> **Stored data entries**
PR #25772, opened 2024-12-09
fix: exception type from ES is read correctly

entangled90:
## Description
After migration to ElasticsearchClient the type of the exception is not read correctly.
As a result, if a repository is missing an INTERNAL_SERVER_ERROR is returned to the client instead of NOT_FOUND.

> **WORK TO BE COMPLETED**
Please copy out each line in the entries that mentions the string "read".

> **COMPLETED TASK**
fix: exception type from ES is read correctly
After migration to ElasticsearchClient the type of the exception is not read correctly.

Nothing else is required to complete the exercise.